Your assignment
Line by line, repeat all the material exactly as it appears.

Given data
• • •

PR #2922, opened 2017-04-12
fixed bug with sub dialog combo boxes not resetting

dannyparsons:


instat/sdgOneWayFrequencies.vb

• • •

Reply to the task
PR #2922, opened 2017-04-12
fixed bug with sub dialog combo boxes not resetting

dannyparsons:


instat/sdgOneWayFrequencies.vb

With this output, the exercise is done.